DATA RECORDS |
☆ ☆ ☆ ☆

PR #570, opened 2016-04-06
add sorting for tables...

jcb91:
a la #540. This PR uses js from cdnjs. I guess we could include a whole lib, but for now, to reduce bloat, I haven't bothered.

Issue #540, opened 2016-03-17
Table sorter option for table-beautifier


janschulz:
A sorter and a little button which does filter cells in the table could be interesting... E.g. like the stats table here: https://jiffyclub.github.io/snakeviz/#interpreting-results

janschulz:
Or this, which looks even better: https://mottie.github.io/tablesorter/docs/example-widget-bootstrap-theme.html

jcb91:
fixed by #571

PR #571, opened 2016-04-07
Feature/table beautifier sortable

jcb91:
replacement for #570 

@janschulz sorry about the errors, I ought to have gone with the route I've used previously for require-ing things which may or may not be available, I've made it more robust now I think...

### DIFF
--- a/src/jupyter_contrib_nbextensions/nbextensions/table_beautifier/main.css
+++ b/src/jupyter_contrib_nbextensions/nbextensions/table_beautifier/main.css
@@ -8,3 +8,27 @@ table.table {
     margin-left: 0;
     margin-right: 0;
 }
+/* stuff for tablesorter plugin */
+.tablesorter-default .header,
+.tablesorter-default .tablesorter-header {
+	background-image: url(data:image/gif;base64,R0lGODlhFQAJAIAAACMtMP///yH5BAEAAAEALAAAAAAVAAkAAAIXjI+AywnaYnhUMoqt3gZXPmVg94yJVQAAOw==);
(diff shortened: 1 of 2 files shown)


jcb91:
(to provide some of #540)

jcb91:
I'm not sure what the 'check' was about though, as it doesn't seem to be in the source.

janschulz:
Ok, this "works", but has teh side effect to remove the last column and replace all valueswithin that colum with `-`:


R Code (needs a master version of all libs):

```R
library("dplyr")
options(jupyter.log_level = 3)
options(jupyter.rich_display = TRUE)
data.frame(a=1:200, b=201:400, c=401:600)
```

janschulz:
When I reload the notebook without the extension activated, all values are there. When I reload the notebook with the extension activated, all values are there. Only when I run the cell will the last column be replaced with '-'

☆ ☆ ☆ ☆

Only an exact copy of all the data will do as the answer.

PR #570, opened 2016-04-06
add sorting for tables...

jcb91:
a la #540. This PR uses js from cdnjs. I guess we could include a whole lib, but for now, to reduce bloat, I haven't bothered.

Issue #540, opened 2016-03-17
Table sorter option for table-beautifier


janschulz:
A sorter and a little button which does filter cells in the table could be interesting... E.g. like the stats table here: https://jiffyclub.github.io/snakeviz/#interpreting-results

janschulz:
Or this, which looks even better: https://mottie.github.io/tablesorter/docs/example-widget-bootstrap-theme.html

jcb91:
fixed by #571

PR #571, opened 2016-04-07
Feature/table beautifier sortable

jcb91:
replacement for #570 

@janschulz sorry about the errors, I ought to have gone with the route I've used previously for require-ing things which may or may not be available, I've made it more robust now I think...

### DIFF
--- a/src/jupyter_contrib_nbextensions/nbextensions/table_beautifier/main.css
+++ b/src/jupyter_contrib_nbextensions/nbextensions/table_beautifier/main.css
@@ -8,3 +8,27 @@ table.table {
     margin-left: 0;
     margin-right: 0;
 }
+/* stuff for tablesorter plugin */
+.tablesorter-default .header,
+.tablesorter-default .tablesorter-header {
+	background-image: url(data:image/gif;base64,R0lGODlhFQAJAIAAACMtMP///yH5BAEAAAEALAAAAAAVAAkAAAIXjI+AywnaYnhUMoqt3gZXPmVg94yJVQAAOw==);
(diff shortened: 1 of 2 files shown)


jcb91:
(to provide some of #540)

jcb91:
I'm not sure what the 'check' was about though, as it doesn't seem to be in the source.

janschulz:
Ok, this "works", but has teh side effect to remove the last column and replace all valueswithin that colum with `-`:


R Code (needs a master version of all libs):

```R
library("dplyr")
options(jupyter.log_level = 3)
options(jupyter.rich_display = TRUE)
data.frame(a=1:200, b=201:400, c=401:600)
```

janschulz:
When I reload the notebook without the extension activated, all values are there. When I reload the notebook with the extension activated, all values are there. Only when I run the cell will the last column be replaced with '-'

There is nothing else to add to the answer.